Insulin resistance and the
metabolic syndrome are associated with fasting and postprandial
dyslipidemia. This involves the hepatic and intestinal overproduction of
very low density lipoproteins (VLDL) and
chylomicron particles, respectively, which give rise to atherogenic remnants upon lipolysis in the circulation. Recently, the
insulin secretagogue glucagon-like peptide-1 (GLP-1) has received attention not only as an anti-diabetic
therapy for regulating glycaemia, but also as a regulator of
lipid and
lipoprotein metabolism. In fact, agents that raise endogenous bioactive levels of
GLP-1 (
dipeptidyl peptidase 4 inhibitors) and agents that directly stimulate
GLP-1 receptors (
GLP-1 receptor agonists) have been assessed in both preclinical and clinical trials for their ability to modulate plasma
lipid parameters. Here we describe current evidence supporting a role for
GLP-1 in preventing elevated intestinal
chylomicron output and postprandial
hypertriglyceridemia--an independent predictor of cardiovascular risk.

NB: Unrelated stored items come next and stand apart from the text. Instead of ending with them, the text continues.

PR #1115, opened 2024-02-22
Improve jdeps tracking and add test cases

Bencodes:

PR #1118, opened 2024-02-26
Improve jdeps logic to find more explicit and implicit dependencies

scosenza:
# Problem
Kotlin jdeps do not collect many direct and indirect dependencies that are required for compilation. These missing jdep found dependencies were discovered as Airbnb tests a "jdeps compile-time pruning" optimization which provides significant IntelliJ indexing, UI, and compilation performance benefits in our fork of the [Bazel IntelliJ Plugin](https://github.com/bazelbuild/intellij). See also https://github.com/bazelbuild/rules_kotlin/pull/1115 as @Bencodes and I unknowingly started looking at this issue at about the same time!

# Solution
As a followup to https://github.com/bazelbuild/rules_kotlin/pull/1045, write test cases to repro missing deps found when compiling Airbnb's JVM monorepo, and then fix the underlying issues. Note that these fixes were made with *very minimal knowledge* of Kotlin compiler internals, so please suggest alternatives if there are better ways to collect these types. Thanks!

# Test Plan:
* Wrote Kotlin and Java test cases to repro missing dependencies found in the Airbnb monorepo
* Updated Airbnb's minimal rules_kotlin fork to use the changes in this PR and the updated rules_kotlin fork has been successfully running in CI for over a week.

# Appendix
For anyone interested in how we're planning to use jdeps pruning:
* We've been experimenting with using IntelliJ's incremental compiler to perform compilations after the initial Bazel sync. 
* We use jdeps to prune the compile classpath, so that only the interface jars needed to compile the editable targets are added as IntelliJ libraries. For one of our large services, we see a 20x reduction in compile time jars (2000 -> 100). This reduction speeds up indexing, UI responsiveness, and incremental compilation speed (5s -> 1s).
* Using IntelliJ's incremental compiler with a jdeps pruned classpath has been 30-70x faster than "bazel build/test" for the same large service (30-70s -> 1s) on an M2 Mac. Note that we follow "1:1:1" and have a BUILD file in every Java/Kotlin/Scala package.


src/test/kotlin/io/bazel/kotlin/builder/tasks/jvm/KotlinBuilderJvmJdepsTest.kt
```diff
@@ -46,6 +46,7 @@ class KotlinBuilderJvmJdepsTest(private val enableK2Compiler: Boolean) {
   val ctx = KotlinJvmTestBuilder()
 
   val TEST_FIXTURES_DEP = Dep.fromLabel(":JdepsParserTestFixtures")
+  val TEST_FIXTURES2_DEP = Dep.fromLabel(":JdepsParserTestFixtures2")
```
scosenza, line 49: To enable test cases where Java deps depend on other Java deps I added a second set of java test fixtures here

src/test/kotlin/io/bazel/kotlin/builder/tasks/jvm/KotlinBuilderJvmJdepsTest.kt
```diff
@@ -1385,7 +1621,7 @@ class KotlinBuilderJvmJdepsTest(private val enableK2Compiler: Boolean) {
 
     assertExplicit(jdeps).contains(depWithFunction.singleCompileJar())
     assertImplicit(jdeps).contains(depWithReturnType.singleCompileJar())
-    assertImplicit(jdeps).doesNotContain(depWithReturnTypesSuperType)
+    assertImplicit(jdeps).contains(depWithReturnTypesSuperType.singleCompileJar())
```
scosenza, line 1624: Note that the prior assertion always succeeded as it was missing `.singleCompileJar()`
When .singleCompileJar() is correctly added, the assertion fails. 
We can confirm that depWithReturnTypesSuperType is needed for compilation by commenting out:
`c.addTransitiveDependencies(depWithReturnTypesSuperType)`
and then seeing the compilation fail with:
```
```
Because the super type is actually needed, we've changed the assertion to assert that it is an implicit dep.

src/test/kotlin/io/bazel/kotlin/builder/tasks/jvm/KotlinBuilderJvmJdepsTest.kt
```diff
@@ -355,6 +407,46 @@ class KotlinBuilderJvmJdepsTest(private val enableK2Compiler: Boolean) {
...
+        "ConnectionNotFoundException.kt",
+        """
+          package something2
+          
+          class ConnectionNotFoundException : Exception()
+        """
+      )
+    }
+
+    println("=====================================")
```
Bencodes, line 423: Did you mean to check this in?

src/test/kotlin/io/bazel/kotlin/builder/tasks/jvm/KotlinBuilderJvmJdepsTest.kt
```diff
@@ -1659,7 +1896,34 @@ class KotlinBuilderJvmJdepsTest(private val enableK2Compiler: Boolean) {
 
     assertExplicit(jdeps).containsAtLeast(depWithFunction.singleCompileJar(), depWithReturnType.singleCompileJar())
     assertImplicit(jdeps).doesNotContain(depWithReturnType.singleCompileJar())
-    assertImplicit(jdeps).doesNotContain(depWithReturnTypesSuperType)
+    assertImplicit(jdeps).contains(depWithReturnTypesSuperType.singleCompileJar())
```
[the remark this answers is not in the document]
Bencodes: I have a PR up that does full `Deps` diffing which should hopefully avoid issues like this where assertions aren't being correctly done.

https://github.com/bazelbuild/rules_kotlin/pull/1116/files

src/test/kotlin/io/bazel/kotlin/builder/tasks/BUILD.bazel
```diff
@@ -19,6 +19,15 @@ java_library(
...
     srcs = glob(["testFixtures/*.java"]),
+    deps = [
+        ":JdepsParserTestFixtures2",
+    ],
+)
+
+java_library(
+    name = "JdepsParserTestFixtures2",
+    testonly = True,
+    srcs = glob(["testFixtures2/*.java"]),
```
Bencodes, line 30: Might look less copy-paste grouping these different test figures inside directories within the `testFixtures` directory instead of just duplicating and adding a numerical index. Ex: `testFixtures/a-sources/` `testFixtures/b-sources/`

src/test/kotlin/io/bazel/kotlin/builder/tasks/jvm/KotlinBuilderJvmJdepsTest.kt
scosenza: Thanks for flagging. Will remove.

Bencodes:
@scosenza are you able to rebase this branch and resolve the conflicts + organize the test fixtures?

scosenza:
FYI, it looks like WorkerEnvironmentTest may be flakey, as it's passing on my local Mac machine, and passing in the Linux CI build.

scosenza:
> @scosenza are you able to rebase this branch and resolve the conflicts + organize the test fixtures?

@Bencodes I just updated my branch with the latest upstream changes. And thanks again for greatly improving the assertions!

src/main/kotlin/io/bazel/kotlin/plugin/jdeps/JdepsGenExtension.kt
```diff
@@ -8,39 +8,46 @@ import org.jetbrains.kotlin.analyzer.AnalysisResult
...
 import org.jetbrains.kotlin.descriptors.ModuleDescriptor
-import org.jetbrains.kotlin.descriptors.ParameterDescriptor
 import org.jetbrains.kotlin.descriptors.PropertyDescriptor
 import org.jetbrains.kotlin.descriptors.SourceElement
+import org.jetbrains.kotlin.descriptors.ValueDescriptor
 import org.jetbrains.kotlin.descriptors.impl.LocalVariableDescriptor
 import org.jetbrains.kotlin.extensions.StorageComponentContainerContributor
-import org.jetbrains.kotlin.load.java.descriptors.JavaMethodDescriptor
-import org.jetbrains.kotlin.load.java.descriptors.JavaPropertyDescriptor
+import org.jetbrains.kotlin.js.translate.callTranslator.getReturnType
```
Bencodes, line 22: Is this the right function to be using? It looks like it's being loaded from the javascript package.

scosenza: I remember thinking the same thing when I imported it, but it was needed to access a type which was required to get one of my new tests to pass. Can someone point me to a more appropriate alternative?

Bencodes: I briefly looked around and didn't see anything that stands out. If anything you can just inline the function itself, which is just calling into another function with `resolvedCall` as an argument.

scosenza:
Will def inline then! I recall at the time thinking I needed that method to
access something internal, but I must have confused it with something else.

src/main/kotlin/io/bazel/kotlin/plugin/jdeps/JdepsGenExtension.kt
scosenza: Thanks for flagging this and taking another look. I just got in front of my computer, and the great news is that I was able to remove the code using that javascript class, and all my tests still pass. I was trying to page back in what I was thinking at the time, and the best I can come up with is that `getReturnType` always returned a KotlinType, while the alternative below that optionally returns a KotlinType. To confirm the new code is functionally equivalent, 
I'll also publish a new internal version of `rules_kotlin` to test in our monorepo, and report back if everything looks good. Thanks again!

Bencodes (approved):

kolloch:
@scosenza the uses of the jdeps pruning sound really exciting. Any chance that people outside of airbnb could use a similar setup or does it all depend on your bazel intellij plugin fork?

Furthermore, we examine a role for
GLP-1 in regulating fasting hepatic VLDL production and hindering the development of a potentially devastating comorbidity, hepatic steatosis. Possible mechanisms of action of
GLP-1 are discussed including a reduction in intestinal absorption of dietary
lipid and enhanced hepatic
fatty acid oxidation or autophagy. Finally, we discuss the current controversy over whether these effects could occur via direct receptor stimulation or alternative, indirect pathways. We conclude that GLP- 1-based
therapies appear promising in the management of diabetic
dyslipidemia, and further studies are warranted to elucidate their mechanisms of action in both the intestine and liver.